**Your instructions**
The word "last" may appear in lines of the data; say how many such lines there are, with nothing beyond the number.

**The data**
PR #1454, opened 2019-11-25
Fix dictionaries being displayed incorrectly

Waqar144:


pbek:
I had to revert your last PR because I was preparing a release. It seems this PR doesn't contain your last PR.

Waqar144:
> I had to revert your last PR because I was preparing a release. It seems this PR doesn't contain your last PR.

Yes, I will send in a fresh one.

**Task solution**
2